=== DATA IN THIS EXERCISE ===
PR #1231, opened 2026-07-22
Sanitize Stackdriver API error responses to prevent SA email disclosu…

sophieliu15:
Prevent raw underlying Stackdriver API error details from being formatted directly into client-facing StatusError messages when looking up metric descriptors.

Previously, errors returned by the Stackdriver API (such as 403 Forbidden responses when querying inaccessible projects) were formatted directly into the HTTP response body returned to API callers, potentially exposing underlying GCP Service Account email identities.

This change logs the detailed error internally via klog for server-side debugging while returning a generic metric-not-found StatusError message to the client. Unit tests are also added to verify error sanitization.

### DIFF
--- a/custom-metrics-stackdriver-adapter/pkg/adapter/translator/errors_test.go
+++ b/custom-metrics-stackdriver-adapter/pkg/adapter/translator/errors_test.go
@@ -1,0 +1,43 @@
+/*
+Copyright 2026 The Kubernetes Authors.
+
+Licensed under the Apache License, Version 2.0 (the "License");
+you may not use this file except in compliance with the License.
+You may obtain a copy of the License at
+
+    http://www.apache.org/licenses/LICENSE-2.0
+
+Unless required by applicable law or agreed to in writing, software
+distributed under the License is distributed on an "AS IS" BASIS,
+WITHOUT WARRANTIES OR CONDITIONS OF ANY KIND, either express or implied.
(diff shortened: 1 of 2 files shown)


custom-metrics-stackdriver-adapter/pkg/adapter/translator/errors_test.go
```diff
@@ -0,0 +1,48 @@
...
+	if statusErr == nil {
+		t.Fatalf("expected non-nil StatusError")
+	}
+
+	if statusErr.ErrStatus.Code != http.StatusNotFound {
+		t.Errorf("expected status code %d, got %d", http.StatusNotFound, statusErr.ErrStatus.Code)
+	}
+
+	expectedMsg := "the server could not find the descriptor for metric custom.googleapis.com/test_metric"
+	if statusErr.ErrStatus.Message != expectedMsg {
```
laoj2: what about removing this check? (given that we're checking if the status message isn't leaking the sensitive error below)

Checking for the exact status error message can be a change-detector check.

laoj2 (approved):

custom-metrics-stackdriver-adapter/pkg/adapter/translator/errors_test.go
sophieliu15: Done

PR #752, opened 2024-11-01
Fix build with `text` 2.1.2

georgefst:
https://hackage.haskell.org/package/text-2.1.2/changelog

We need to deal with `show` now being exported from `Data.Text`.

Strictly speaking, all old versions of Miso need a Hackage revision setting `text < 2.1.2`.

### DIFF
--- a/src/Miso/FFI.hs
+++ b/src/Miso/FFI.hs
@@ -64,7 +64,7 @@ import           Language.Javascript.JSaddle hiding (obj, val)
 #else
 import           Language.Javascript.JSaddle hiding (Success, obj, val)
 #endif
-import           Miso.String
+import           Miso.String hiding (show)
 
 -- | Run given `JSM` action asynchronously, in a separate thread.
 forkJSM :: JSM () -> JSM ()
--- a/src/Miso/Html/Types.hs
+++ b/src/Miso/Html/Types.hs
@@ -65,7 +65,7 @@ import           Text.HTML.TagSoup          (Tag(..))
 import           Miso.Effect
 import           Miso.Event
 import           Miso.FFI
-import           Miso.String                hiding (reverse, elem)
+import           Miso.String                hiding (reverse, elem, show )
 
 -- | Core type for constructing a `VTree`, use this instead of `VTree` directly.
 data View action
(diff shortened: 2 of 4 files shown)


georgefst:
@dmjio Could I nudge you for a release and revisions here? I keep having to vendor Miso in all of my projects because of the lax bounds.

dmjio:
Coming back to this, I think the better solution would be to not re-export `show` from `Miso.String`, as opposed to hiding explicitly in all imports. `text` also ships as a boot package w/ GHC and its not overrideable w/ nix haskell builds.

```haskell
{-# LANGUAGE CPP #-}

module Miso.String ( module X ) where

#if MIN_VERSION_text(2,1,2)
import qualified Data.Text as X hiding (show)
#else
import qualified Data.Text as X
#endif 
```

georgefst:
> Coming back to this, I think the better solution would be to not re-export `show` from `Miso.String`, as opposed to hiding explicitly in all imports.

Yes, much better idea! I can't remember why I did it my way to be honest.

I will say again, Hackage revisions for old versions would be useful in order to prevent bad build plans. This is quite easy to do with [hackage-cli](https://hackage.haskell.org/package/hackage-cli).

dmjio:
It should be fine now that the CPP is in. Regarding build plans, they aren't necessary if nix is used as your resolver. Nix is unfortunately still necessary for reasonably working with GHC cross compilers. It also keeps us from playing "package bumper" all the time. The external APIs for most of miso's deps. don't change, like `text`. Nobody is changing `pack` for example.

georgefst:
> Nix is unfortunately still necessary for reasonably working with GHC cross compilers.

This isn't really true for the Wasm backend. And even when using Nix there, the common approach is to use the `ghc-wasm-meta` flake, which means using Nix to get hold of an appropriately compiled and wrapped GHC and Cabal, but _not_ using Nix as the resolver.

Anyway, I can't force you to do it! And I'm aware that there's some PvP skepticism among Nix and Stack users. I will just have to keep a mental note that not using the latest version of Miso might result in build failures.

dmjio:
So far there's been no build failures reported by users until `text` (mostly heavily used package in the ecosystem) changed its external API. Ideally we can integrate GHC WASM into nixpkgs correctly so that it can take advantage of cached packages. Not sure this is feasible thought because it uses a non-upstreamable fork of LLVM.

dmjio:
If it starts getting out of hand I'll add constraints.

PR #756, opened 2025-02-09
Hide `show` re-exports on text > 2.1.2 in Miso.String

dmjio:
Hides external API changes (`show` re-export) for `Data.Text`


dmjio:
Related to https://github.com/dmjio/miso/pull/752

PR #757, opened 2025-02-09
New syntax support, backwards compat cpp for ghcjs

dmjio:
Brings in https://github.com/dmjio/miso/pull/740, adds CPP for ghcjs.

### DIFF
--- a/examples/file-reader/Main.hs
+++ b/examples/file-reader/Main.hs
@@ -1,3 +1,4 @@
+{-# LANGUAGE CPP                 #-}
 {-# LANGUAGE DeriveGeneric       #-}
 {-# LANGUAGE OverloadedStrings   #-}
 {-# LANGUAGE ScopedTypeVariables #-}
@@ -12,7 +13,11 @@ import           Miso.String
 import           Control.Concurrent.MVar
 
 import GHCJS.Types
+#ifndef ghcjs_HOST_OS
 import GHC.JS.Foreign.Callback
+#else
+import GHCJS.Foreign.Callback
+#endif
 
 -- | Model
 data Model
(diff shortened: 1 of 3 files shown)


examples/file-reader/Main.hs
```diff
@@ -71,6 +76,22 @@ viewModel Model {..} = view
       , div_ [] [ text info ]
       ]
 
+#ifndef ghcjs_HOST_OS
```
alexfmpe, line 79: @dmjio 
This is defined both for ghcjs and ghc's js backend. 
You want something like this
https://github.com/ghcjs/jsaddle/blob/b72b4d01fdc186d2c7447beb7273ad13358ff593/jsaddle/src/Language/Javascript/JSaddle/Exception.hs#L21-L27

dmjio: https://github.com/ghc/ghc/blob/master/testsuite/tests/javascript/T23346.hs

alexfmpe: > @alexfmpe where do you see ghcjs_HOST_OS defined for the new JS backend?

Hmm? AFAICT cabal considers it `os(ghcjs)` for both old ghcjs and new js backend https://hackage.haskell.org/package/Cabal-syntax-3.14.1.0/docs/Distribution-System.html#v:Ghcjs 
unlike `impl(ghcjs)`
https://hackage.haskell.org/package/Cabal-syntax-3.14.1.0/docs/Distribution-Compiler.html#v:GHCJS

dmjio: that's.... less than ideal, but found a workaround https://github.com/dmjio/miso/issues/759

PR #769, opened 2025-02-20
Fix type application parse error on GHC 9+

georgefst:
See https://downloads.haskell.org/~ghc/9.0-latest/docs/html/users_guide/9.0.1-notes.html.


georgefst:
Note that this is enough for `cabal build all -w ghc-9.10` to be successful.

PR #774, opened 2025-02-21
 Use environment variable for runner port 

georgefst:
First two commits clean things up a bit in passing.

### DIFF
--- a/miso.cabal
+++ b/miso.cabal
@@ -30,7 +30,7 @@ common jsaddle-selector
   if arch(wasm32)
     build-depends:
       jsaddle-wasm
-  else
+  elif !impl(ghcjs)
     build-depends:
       jsaddle-warp
 
--- a/miso.cabal
+++ b/miso.cabal
@@ -30,7 +30,7 @@ common jsaddle-selector
   if arch(wasm32)
     build-depends:
       jsaddle-wasm
-  elif !impl(ghcjs)
+  else
     build-depends:
       jsaddle-warp
 
--- a/src/Miso/Runner.hs
+++ b/src/Miso/Runner.hs
@@ -19,7 +19,7 @@ run = J.run
 #elif defined(ghcjs_HOST_OS)
 run = id
 #else
-run x = getProgName >>= \case
-    "<interactive>" -> J.debug 8008 x
-    _ -> J.run 8008 x
+run action = do
+    isGhci <- (== "<interactive>") <$> getProgName
+    (if isGhci then J.debug else J.run) 8008 action
 #endif
--- a/src/Miso/Runner.hs
+++ b/src/Miso/Runner.hs
@@ -4,6 +4,7 @@ module Miso.Runner (run) where
 
 #if defined(wasm32_HOST_ARCH)
 import qualified Language.Javascript.JSaddle.Wasm as J
+#elif defined (ghcjs_HOST_OS)
 #else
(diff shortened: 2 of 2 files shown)


miso.cabal
```diff
@@ -30,7 +30,7 @@ common jsaddle-selector
   if arch(wasm32)
     build-depends:
       jsaddle-wasm
-  else
+  elif !impl(ghcjs)
```
dmjio, line 33: We should be able to keep this as `else`, since `jsaddle-warp` on js backends is just a no-op and introduces no new deps

```haskell
run :: Int -> JSM () - >IO ()
run _ m = m
```

src/Miso/Runner.hs
```diff
@@ -4,24 +4,25 @@ module Miso.Runner (run) where
 
 #if defined(wasm32_HOST_ARCH)
 import qualified Language.Javascript.JSaddle.Wasm as J
+#elif defined (ghcjs_HOST_OS)
```
dmjio, line 7: same as comment above, this should be unnecessary

src/Miso/Runner.hs
```diff
@@ -4,24 +4,25 @@ module Miso.Runner (run) where
...
 #endif
 
 import           Language.Javascript.JSaddle
 
 -- | Entry point for a miso application
-#if defined(wasm32_HOST_ARCH)
 run :: JSM () -> IO ()
+#if defined(wasm32_HOST_ARCH)
 run = J.run
+#elif defined(ghcjs_HOST_OS)
```
dmjio, line 21: Same as above. The `run` introduced by `jsaddle-warp` is identical here, so we can remove this `#elif` case as well and just use a hardcoded port that gets ignored on js backends.

```haskell

-- | Run the given 'JSM' action as the main entry point.  Either directly
--   in GHCJS or as a Warp server on the given port on GHC.
#ifdef ghcjs_HOST_OS
run :: Int -> IO () -> IO ()
run _port = id
#else
run :: Int -> JSM () -> IO ()
run port f =
    runSettings (setPort port (setTimeout 3600 defaultSettings)) =<<
        jsaddleOr defaultConnectionOptions (f >> syncPoint) jsaddleApp
#endif
```

miso.cabal
georgefst: I figured dropping the dependency completely was simpler, seeing as we're already bothering with Cabal conditionals and CPP anyway for the Wasm stuff, but fair enough, I can revert it

src/Miso/Runner.hs
```diff
@@ -4,24 +4,25 @@ module Miso.Runner (run) where
...
+run = id
 #else
-run :: JSM () -> IO ()
-#ifndef ghcjs_HOST_OS
-run x = getProgName >>= \case
-    "<interactive>" -> J.debug 8008 x
-    _ -> J.run 8008 x
-#else
-run = J.run 8008
```
dmjio, line 25: We can keep 

```haskell
#ifndef ghcjs_HOST_OS
run action = do
    port <- (readMaybe =<<) <$> lookupEnv "PORT"
    isGhci <- (== "<interactive>") <$> getProgName
    (if isGhci then J.debug else J.run) (fromMaybe 8008 port) action
#else
run = J.run 8008
#endif 
```

dmjio (changes requested):
See comments regarding CPP @georgefst

PR #777, opened 2025-02-22
Refactor NixOS modules, and NixOS test runner.

dmjio:
- Add NixOS test runner
  - Test the service can be curl'd.
- Separate out nixops specific (deployment objects) from other modules
- Add nginx.nix, server.nix -> machine.nix
- Don't rely on packageOverrides in this hash of nixpkgs


dmjio:
```
Configuring KVM
 Accelerated KVM is enabled ⚡️
 ```
 
 Use @DeterminateSystems nix installer

PR #780, opened 2025-02-26
Fix broken source link on haskell-miso.org

ashwinmathi:
Didn't want to make a whole issue for such a minor change but the recent move of the haskell-miso.org source to the top-level directory broke the website's link to its source code. This fixes the issue.


dmjio:
thank you

PR #793, opened 2025-03-12
Add upper bounds to miso.cabal file.

dmjio:
Now that miso is supported by the GHC WASM backend (which is integrated with the cabal workflow). We should begin specifying version bounds for cabal's resolver as opposed to relying on nixpkgs to pin all versions.

cc @georgefst @hvr


georgefst:
So Miso builds with `base-0.1`? Awesome.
===
__WORK INSTRUCTION__: Scan the lines above for the word "better". Return each one that has it.

__RESPONSE AREA__:
Coming back to this, I think the better solution would be to not re-export `show` from `Miso.String`, as opposed to hiding explicitly in all imports. `text` also ships as a boot package w/ GHC and its not overrideable w/ nix haskell builds.
> Coming back to this, I think the better solution would be to not re-export `show` from `Miso.String`, as opposed to hiding explicitly in all imports.
Yes, much better idea! I can't remember why I did it my way to be honest.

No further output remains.